A. A pivotal trial is designed to generate data suitable for seeking regulatory approval of a medical product. The Euphrates Trial is operating under an IDE received from the CDRH division of the FDA.
Q. What is a trial protocol?
A. All clinical trials must be conducted according to strict scientific and ethical principles. Every clinical trial must have a protocol, or action plan that describes what will be done in the study, how it will be conducted, and why each part of the study is necessary - including details such as the criteria for patient participation, the schedule of tests, procedures, and medications, and the length of the study.

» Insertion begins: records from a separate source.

PR #945, opened 2020-01-19
Shorter `TeeOutputStream` supporting more than two `OutputStream`s

propensive:


src/utils/teeoutputstream.scala
```diff
@@ -14,44 +14,23 @@
...
-  }
-
+class TeeOutputStream(streams: OutputStream*) extends OutputStream {
+  override def write(b: Array[Byte], off: Int, len: Int): Unit =
+    synchronized(streams.foreach(_.write(b, off, len)))
+  
+  override def write(b: Array[Byte]): Unit = synchronized(streams.foreach(_.write(b)))
+  override def write(b: Int): Unit = synchronized(streams.foreach(_.write(b)))
+  override def flush(): Unit = streams.foreach(_.flush())
+  override def close(): Unit = streams.map { stream => Try(stream.close()) }
```
odisseus, line 35: This method swallows any exceptions that might happen when the streams are closed.

PR #949, opened 2020-01-20
Permanent BSP connections

odisseus:
Problems:

- [x] Shutdown method is never called at the moment
    - [x] Shutdown method is never called in standalone mode
- [x] The console output (such as diagnostic messages) works only the first time when a connection is used
    - [x] The connection is bound to a multiplexer, but said multiplexer becomes unusable after the first compilation result
- [x] Multiplexer instances are never deleted
    - Loooks like they are deleted after all
- [ ] BSP trace logs are broken
    - This always happens in integration tests, because the destination directory is deleted.
    - Sometimes it happens even if the destination directory remains in place.


propensive:
It looks like two of the integration test failures are just removal of the repeated BSP connection logs, but I can't explain the `scala3` test failure.

src/build/build.scala
```diff
@@ -201,6 +205,9 @@ object BuildCli {
                                  |
                                  |${builds}
                                  |
+                                 |Active BSP connections:
```
propensive: I'm going to create an issue to create a separate command to show this information.

propensive: (but it's fine here, for now)

src/core/lifecycle.scala
```diff
@@ -20,9 +20,16 @@ import java.util.concurrent.atomic.AtomicBoolean
 
 import scala.annotation.tailrec
 import scala.collection.mutable.HashSet
+import scala.concurrent.{Await, Future, Promise}
 import scala.util.Try
 
 object Lifecycle {
+
```
propensive, line 27: I'm interested to see where this is going, but I'll wait until it's done! Do you think there's an opportunity to generalize several different things we might want to shut down using this?

odisseus: I hope this will eventually happen, but I don't want to touch in this PR anything that's not related to the BSP connections. Besides, I'm still not sure how the generalized solution should look.

src/build/build.scala
odisseus: The "about" command could have further modifiers, like "about tasks", "about connections" etc. But that's out of scope for this pull request. I may revert this particular change before merging, but for now I need it for the purpose of debugging.

PR #964, opened 2020-01-22
Use `Try` for `~` instead of assuming `Success`

propensive:


odisseus:
I thought hiding exceptions in the `~` operator was a design decision...

propensive:
It was motivated by more convenient syntax for things we didn't expect to fail (which we wanted to include in a for-comprehension). It turns out that some of them actually fail sometimes. This change means that we actually catch those exceptions in the for-comprehension now, instead of elsewhere (or not). It should, very occasionally, give us better errors.

PR #970, opened 2020-01-23
Task infrastructure

propensive:


layers/ABDC3E79197F626461DADE8619BAA995647A906420E5C3B42C42BBE0A383F13B
```diff
@@ -0,0 +1,345 @@
+version	5
```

Q. Is the trial currently enrolling patients?
A. Yes, the trial began to enrolling patients in June 2010 and is currently ongoing.
Q. Where is the trial is being conducted?
A. In hospitals throughout the U.S. and Canada. A complete list of sites, and more information on the trial can be found at www.clinicaltrials.gov
Q. What is the trial endpoint?
A. The primary endpoint is 28 day mortality.
Q. What is the control group?
A. Subjects randomized to control receive standard of care as per following the basic tenets of the surviving sepsis guidelines.
Q. What is the intervention?
A. Toraymyxin hemoperfusion adsorption column, run at 100 ml/min (80-120 ml/min) x 2 hours, twice in a 24 hour period.
Q. Who can I contact if I have questions on the trial?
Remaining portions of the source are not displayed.